Quantcast

Pols: Vito’s a geezer freezer

Vito’s ‘Money Honeys’ get big salaries — subsidized by you
The Brooklyn Paper / Aaron Greenhood

Two candidates in a tight three-way Assembly race to be settled today say that they are not being allowed to campaign in senior housing projects run by allies of Democratic Party Boss Vito Lopez — a courtesy that’s regularly extended to Lopez’s hand-picked candidate.

Both aspiring pols — Jesus Gonzalez and Deidra Towns — say that the Ridgewood Bushwick Senior Citizens Council, a Lopez-founded charity that manages several senior facilities in the district, has made it nearly impossible for them to meet constituents in those buildings.

Gonzalez, a Working Families Party candidate, called to schedule visits at senior buildings three times in the past month, only to be repeatedly rebuffed.

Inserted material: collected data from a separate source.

PR #702, opened 2024-03-21
feat(cardinal): add property filtering capabilities to search.

pyrofolium:
Closes: WORLD-617

this allows users to use search like this with chained filters:

```go
amount, err = cardinal.NewSearch(worldCtx, filter.Exact(Alpha{})).
		FilterSelect(func(id types.EntityID) bool {
			comp, err := cardinal.GetComponent[Alpha](worldCtx, id)
			assert.NilError(t, err)
			return comp.Name1 == "BLAH"
		}).Count()
```

FilterSelects can be chained on top of a Search object an unlimited amount of times. This brings the search api more inline with functional programming paradigms where we have map, reduce, filter, and foreach. With golang, only filter and foreach are possible as chainable methods. Map/Reduce will require functions as they are generic. 

The secondary purpose for adding this feature is to pave the way for filters to be a compile target for High level CQL syntax that allows filtering components based off of properties. the new filterFuncs property contains target functions for compilation. While this CQL syntax doesn't exist yet, it could in the future. 

Typically this method `FilterSelect` is just called `Filter` in almost all programming languages and frameworks. However our ECS concept of `filters` collides with this name so I chose the term: `FilterSelect`. 

changes:
- added filterFuncs property to *Search
- modified Count() to take into account filterFuncs
- modified Each to take into account filterFuncs
- modified First to take into account filterFuncs
- added new FilterSelect method

### DIFF
--- a/cardinal/search/search.go
+++ b/cardinal/search/search.go
@@ -45,7 +45,7 @@ func NewSearch(wCtx engine.Context, filter filter.ComponentFilter) *Search {
 	}
 }
 
-func (s *Search) Filter(callback func(id types.EntityID) bool) *Search {
+func (s *Search) FilterSelect(callback func(id types.EntityID) bool) *Search {
 	s.filterFuncs = append(s.filterFuncs, callback)
 	return s
 }
--- a/cardinal/search/search.go
+++ b/cardinal/search/search.go
@@ -29,6 +29,7 @@ type Search struct {
 	namespace   string
 	reader      gamestate.Reader
 	wCtx        engine.Context
+	filterFuncs []func(id types.EntityID) bool
 }
 
 // NewSearch creates a new search.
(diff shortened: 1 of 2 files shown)


smsunarto:
looks cool, I wonder if we should call it `Where(...)` instead

```
amount, err = cardinal.NewSearch(worldCtx, filter.Exact(Alpha{})).
		Where(func(id types.EntityID) bool {
			comp, err := cardinal.GetComponent[Alpha](worldCtx, id)
			assert.NilError(t, err)
			return comp.Name1 == "BLAH"
		}).Count()
```

pyrofolium:
> looks cool, I wonder if we should call it `Where(...)` instead
> 
> ```go
> amount, err = cardinal.NewSearch(worldCtx, filter.Exact(Alpha{})).
> 		Where(func(id types.EntityID) bool {
> 			comp, err := cardinal.GetComponent[Alpha](worldCtx, id)
> 			assert.NilError(t, err)
> 			return comp.Name1 == "BLAH"
> 		}).Count()
> ```

Yeah that's probably better. I'll change it.

pyrofolium:
I talked with Scott about this. Looks like he wants a new design. I'll wait on his next spec. For this one if there's a lot of resistance or requested changes it to it I'll just close this PR otherwise it will go up. Main reason is because Search will be replaced by Scotts new design so there's no point in doing too many changes if it's going to be replaced anyway.

jerargus (approved):
Nice. I think this is a sensible addition to our search pattern.

smsunarto (approved):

One Gonzalez canvasser was kicked out of a senior home at 1145 Gates Ave., and Gonzalez himself was booted out of the Roundtable Senior Center a block away after showing up during its lunch hour last Wednesday, less than one week before the election.

Minutes after nabbing Gonzalez and escorting him to her office, the center’s director Susan Bayo immediately called Ridgewood Bushwick CEO Christiana Fisher, who told her to show Gonzalez the door.

By coincidence or design, Fisher moonlights as Lopez’s campaign treasurer.

“It’s pretty obvious what’s going on,” said Gonzalez. “For too long, these seniors have only been exposed to few perspectives and machine politics.”

Good government groups call the practice “objectionable.”

“Seniors should not be walled off from the world for political reasons or any other,” said Common Cause’s Susan Lerner. “Seniors want company, they want to feel a part of current events.”

Blocking political opponents from visiting Ridgewood Bushwick sites dates back to new political protocols adopted in December, 2009, that require all candidates and public officials to schedule a visit with Fisher one week in advance. The rules also ban campaign materials from being distributed inside its sites.

A spokesman for Ridgewood Bushwick denied the notion that some candidates are allowed to skirt the protocols.

“RBSCC developed a policy that it abides by for ALL CANDIDATES running for elective office,” the spokesman, Edward McDonald, said in a statement.

McDonald added that all three candidates have been blocked at various times for not following the protocol, though Rafael Espinal, who is backed by the Lopez machine, did gain entry to one building after requesting permission to campaign.

Espinal’s campaign manager Mike Olmeda said that his canvassers “probably” got into other senior housing buildings.

Towns once showed up at Roundtable on the invitation of a supporter who eats lunch there. But her campaign has had difficulty entering other buildings.

“In terms of the center being an open, welcoming environment to speak to seniors, it doesn’t work like that,” said Towns. “Staff at other senior centers are very welcoming, but Ridgewood Bushwick isn’t that way.”

Lopez built his political empire by providing housing and senior services to constituents through his charity and legislative gifts.

As a result, seniors have proven extremely loyal to Lopez and his allies.

Seniors typically vote in high numbers and nine polling sites in Lopez’s Bushwick district are located in Ridgewood Bushwick buildings.

Meanwhile, Lopez’s political opponents are stymied.

Councilwoman Diana Reyna (D–Bushwick), one of Lopez’s main rivals, has not been inside a Ridgewood Bushwick center since the 2009 election — even though her office has made have a dozen requests.

Fisher has either ignored or canceled all of Reyna’s invitations, according to a source familiar with the inquiries.

And two years ago, Reyna staffers even tried dropping off two turkeys for each facility during Thanksgiving — but the birds were refused because Fisher was not present at the site.

The councilwoman has not given any funding to the charity since 2009.

Reyna made formal complaints to the Department for the Aging about the issue, but the agency told her that they do not police senior centers. A spokesman for the agency said that each center implements its own policy regarding candidates.

One Brooklyn political operative says keeping opponents out of senior centers is shrewd political strategy.

“They’re hoarding votes like cattle,” said one source. “At the end of the day, what matter is that they only know Ridgewood Bushwick and nothing else.”